Rodrigue Rouyer Cobelli
Salut ma lady killer,
Entrée en matière assez brutale sitôt débarqué. D'abord mes oreilles, qui ne supportent pas le moindre changement d'altitude, horriblement bouchées par la longue descente de l'avion vers la terre ferme, brune et verte de la région de Fès. Je n'entends rien de ce que me demande le douanier. Une adresse ? Je ne sais pas. Hôtel, je réponds pour couper court. Je suis nerveux. C'est la première fois que je vais au Maroc. On m'attend à Meknès et le temps presse. Enfin mon passeport est tamponné, je change une centaine d'euros et je sors de l'aéroport avec mon sac de voyage et mes dirhams. Aussitôt je me fais alpaguer par un taxi. 120 dirhams la course jusqu'à la gare, pas un de plus, m'avait prévenu mon ami par texto en m'exhortant à être ferme. Je ne négocie rien et c'est parti, dans la Mercedes années 70 aux sièges maintenus par des sangles. Le chauffeur me parle beaucoup. Moi, horrifié, je me demande combien de piétons on va écraser avant d'arriver à la gare. Jamais vu ça. Sur l'asphalte mouillé des grandes artères de Fès, la Mercedes file à 70 km/h au milieu d'une circulation désordonnée qui use du klaxon en continu mais surtout, elle frôle tous les gens qui se hasardent à traverser. Arrivée à la gare, j'ai l'impression de vivre dans une BD de Tintin : j'ouvre la portière et j'ai une mauvaise surprise, le chauffeur s'est carrément arrêté sur une portion de route inondée. Je ne peux pas faire autrement que de plonger mes pieds dans l'eau jaune de boue ; j'espère que mes godasses de randonnée sont bien étanches ! À cela, ajouter que je file 150 dirhams au chauffeur, qui n'a pas de monnaie bien évidemment !

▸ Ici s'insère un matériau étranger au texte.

PR #1016, opened 2021-04-18
Fix a typo in serial docs

felixdivo:
I'm not sure whether this is only a typo, but I highly suspect so. Am I right? If not, the interface code would have to be adjusted.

Pas eu le temps de me reposer. Je quitte déjà Fès où je n'aurai vu, pour ce jour, que son aéroport et sa gare. Le train est bondé. Je reste debout à l'entrée du wagon, juste devant les chiottes dégueulasses à la porte destroy. Heureusement le train est si vieux et si pauvrement entretenu que des courants d'air qui viennent de partout chassent un peu la puanteur ambiante. À travers la vitre sale, la campagne défile : domaines agricoles, masures, immeubles ternes. Le train ralentit et s'arrête. Je descends mais sur le quai désert perdu au milieu des champs j'ai soudain le sentiment de m'être trompé de station. Confirmation obtenue après avoir traversé les voies et rejoint le bureau du chef de cette petite gare digne d'un western. Sur ses conseils je file plus loin prendre un taxi déglingué. J'arrive enfin à Meknès où je retrouve mon ami. Il est quinze heures. Je n'ai pas mangé un morceau ni bu un café depuis la veille mais nous partons sans tarder. Passons les détails. Nous arrivons à Sidi Ali, petite ville perchée dans la montagne où se déroule le moussem – quésaco ? Une fête autant religieuse que remplie de superstitions. Il y a énormément de monde et de voitures. La gendarmerie royale tente de réguler les allées et venues dans un vacarme de cris et de klaxons.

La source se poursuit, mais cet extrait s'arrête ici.